- _Task_
All records below are to be repeated precisely, with nothing added.

- _The data_

PR #2297, opened 2021-08-13
gluon-mesh-babel: implement neighbour check

### LINKED ISSUE #2228: gluon-online-status concept

AiyionPrime:
This lacks a check for `has_default_gw4` or the decision, that babel can't give suitable response.

Resolves #2228.

### DIFF
--- a/package/gluon-mesh-babel/files/lib/gluon/state/check.d/has_neighbours
+++ b/package/gluon-mesh-babel/files/lib/gluon/state/check.d/has_neighbours
@@ -1,0 +1,2 @@
+#!/bin/sh
+out=$(echo dump | nc ::1 33123 | grep "add neighbour" 2>/dev/null) && [ -n "$out" ]


package/gluon-mesh-babel/files/lib/gluon/state/check.d/has_neighbours
```diff
@@ -0,0 +1,2 @@
+#!/bin/sh
+out=$(echo dump | nc ::1 33123 | grep "add neighbour" 2>/dev/null) && [ -n "$out" ]
```
NeoRaider, line 2:
```suggestion
echo dump | nc ::1 33123 | grep -qF 'add neighbour'
```
As we're only interested whether there is matching output or not, `grep -q` should be used. Adding `-F` makes it more efficient, as it doesn't interpret the pattern as a regex.

AiyionPrime: I still lack a node/network to test this on;
One possible issue I see are possible error-messages of nc.
I'll apply the commit in a moment. Afterwords this can be marked as blocked by #2353 .

christf:
this works as is. However babeld dump is CPU bound on large meshes and can have adverse effects on the performance of route distribution. It is ready for merge. And  after https://github.com/jech/babeld/pull/57 is merged we should rework every component using dump on the babeld socked to write out less data.

AiyionPrime:
@christf Thank you very much.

- _Answer to this problem_
PR #2297, opened 2021-08-13
gluon-mesh-babel: implement neighbour check

### LINKED ISSUE #2228: gluon-online-status concept

AiyionPrime:
This lacks a check for `has_default_gw4` or the decision, that babel can't give suitable response.

Resolves #2228.

### DIFF
--- a/package/gluon-mesh-babel/files/lib/gluon/state/check.d/has_neighbours
+++ b/package/gluon-mesh-babel/files/lib/gluon/state/check.d/has_neighbours
@@ -1,0 +1,2 @@
+#!/bin/sh
+out=$(echo dump | nc ::1 33123 | grep "add neighbour" 2>/dev/null) && [ -n "$out" ]


package/gluon-mesh-babel/files/lib/gluon/state/check.d/has_neighbours
```diff
@@ -0,0 +1,2 @@
+#!/bin/sh
+out=$(echo dump | nc ::1 33123 | grep "add neighbour" 2>/dev/null) && [ -n "$out" ]
```
NeoRaider, line 2:
```suggestion
echo dump | nc ::1 33123 | grep -qF 'add neighbour'
```
As we're only interested whether there is matching output or not, `grep -q` should be used. Adding `-F` makes it more efficient, as it doesn't interpret the pattern as a regex.

AiyionPrime: I still lack a node/network to test this on;
One possible issue I see are possible error-messages of nc.
I'll apply the commit in a moment. Afterwords this can be marked as blocked by #2353 .

christf:
this works as is. However babeld dump is CPU bound on large meshes and can have adverse effects on the performance of route distribution. It is ready for merge. And  after https://github.com/jech/babeld/pull/57 is merged we should rework every component using dump on the babeld socked to write out less data.

AiyionPrime:
@christf Thank you very much.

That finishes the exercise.